Now we are inside the rbp=4000
stack frame.
- This is where we started from.
- From here, we return to the almighty gods of C, the startup code, which handles the exit and remaining cleanup.
Sigh. It was crazy, isn’t it? Conclusion is still remaining.
Conclusion
The only conclusion that is worth reading is that,
it’s a hoax that low level systems are complex and impossible to understand without the help of some C God. It’s a hoax that you can’t draw theory, visualize theory. Any idea that restricts you from doing the work to build deep understanding is just a hoax.
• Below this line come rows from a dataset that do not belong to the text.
PR #5496, opened 2021-06-08
fix oracle ete tests

berler:
Removes unused docker environment variables and an unused port from the
oracle docker config. Also fixes a connection leak in the test setup
code (connections must be closed).

Also update to the latest patch version of oracle.

Note that the old container version somehow barely managed to work under
the circle 10 minute no-output timeout. This newer patched version of oracle
is a slightly larger image and would consistently fail due to a circle timeout.
Adding a workaround to pull the image ahead of time instead of pulling during
testing.


jeremyk-91 (approved):
👍  looks good, thanks!

PR #5497, opened 2021-06-09
Make TransactionConflictExceptions actually useful

Jolyon-S:
**Goals (and why)**:
Conflict exceptions have a load of info that is not really useful to us as-is. Aim is to change that by recording the table - it's not logged anywhere, just accessible so that internally we can use it.

Make TCE and TSCE track the conflicting table.

N/A.

Should be safe.

diff

ASAP.


atlasdb-impl-shared/src/main/java/com/palantir/atlasdb/transaction/impl/SerializableTransaction.java
```diff
@@ -924,11 +924,13 @@ protected TransactionScopedCache getCache() {
...
-                                    + tableRef + ".  "
-                                    + "This case can cause deadlock and is very likely to be a "
-                                    + "read write conflict.");
+                            throw new TransactionSerializableConflictException(
+                                    "An uncommitted conflicting read was "
+                                            + "written after our start timestamp for table "
+                                            + tableRef + ".  "
+                                            + "This case can cause deadlock and is very likely to be a "
+                                            + "read write conflict.",
+                                    tableRef);
```
Jolyon-S, line 933: Spotless apparently.

gmaretic (approved):
🪂

Issue #362, opened 2018-07-18
Suggestion: Option to select the opacity of the controller


shmuel1234:
It would be really nice to have the option to select the opacity of the controller.

igrigorik:
Thanks for the suggestion. No immediate plans to tackle this, but added it to the wishlist queue.

PR #478, opened 2019-05-21
Add feature to change controller opacity

GabrielM98:
I have found that sometimes the controller is hard to see against certain backgrounds. Hence I have implemented a feature to allow the user to change the opacity of the controller from the options page (as shown in the image below).

Screenshot from 2019-05-21 23-46-28

This feature had been requested in #362.


igrigorik:
Thanks for the contribution!

PR #495, opened 2019-07-17
Add teams.microsoft.com to default blacklist

lencioni:
Microsoft Teams is used for video conferencing, and this extension
causes all of the videos to be half cut off. I think it would be a good
idea to add it to the default blacklist.


igrigorik:
thank you!

PR #527, opened 2019-10-03
Update manifest.json

kokikohara:


jacobcolbert:
Pretty sure this is out of date solution. Do you have any reason to believe it is not?

https://stackoverflow.com/questions/47757849/chrome-extension-disabled-this-extension-may-have-been-corrupted-chrome-63-0-3#comment100832620_47763054

PR #528, opened 2019-10-05
Add ability to enable/disable from toolbar

thewheat:
Addresses https://github.com/igrigorik/videospeed/issues/464 by adding the ability to enable/disable VSC from the toolbar popup

Hope this works but happy to take on any feedback 👍

**Default view or when VSC is enabled**
image

**On enabling/disabling**
Will show a messaging asking to reload 
image

**If disabled it will show a "Enabled" button instead**
image

**Also added to options/settings page**
image

PR #529, opened 2019-10-05
Use .currentSrc instead of .src to correctly identify video (Fix #506)

### LINKED ISSUE #506: No controls when viewing video directly
Hi, I noticed recently that when visiting videos with a direct URL, i.e., the URL shown in the address bar is some https://.../video.mp4, the controls no longer show up even when triggered.
However, the shortcuts to increase/decrease the speed are still working.

When debugging, I noticed that this condition is true:https://github.com/igrigorik/videospeed/blob/5641369385cf4175e308c8e188c9bb70226a12da/inject.js#L206
which inserts the `vsc-nosource` class and effectively hides the controls.
I'm not sure why this.video.src is == "" while the video is effectively playing, but so that breaks the controls.

Despite this code being introduced 4 months ago, I have seen the controls on videos watched directly in the last few months, so it's possibly a browser change.

thewheat:
Fixes https://github.com/igrigorik/videospeed/issues/506

- When loading a local file `video.src` is not defined and that causes the controller to be hidden due to [this PR](https://github.com/igrigorik/videospeed/pull/467)
- `video.currentSrc` is set and should be the attribute to use to refer to the existing src as there could be multiple sources (see below for details) 
- so changing references of `video.src` to `video.currentSrc`

image

Videos can be specified with no direct `src` attribute but multiple `source`
- https://www.w3schools.com/html/html5_video.asp
- https://developer.mozilla.org/en-US/docs/Web/HTML/Element/video
image

### DIFF
--- a/inject.js
+++ b/inject.js
@@ -122,28 +122,28 @@
       this.speed = 1.0;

It takes time and it takes energy, but the output is worth every bit of effort.
It took me a whole day to build this understanding and stack art, roughly ~7h accumulated.
- And the result of that is that I will never be confused about stack discipline.
- I am sure that stack is not done yet. There is a lot to explore. But I am also ready to do that, the hard way, the boring way, the repetitive way.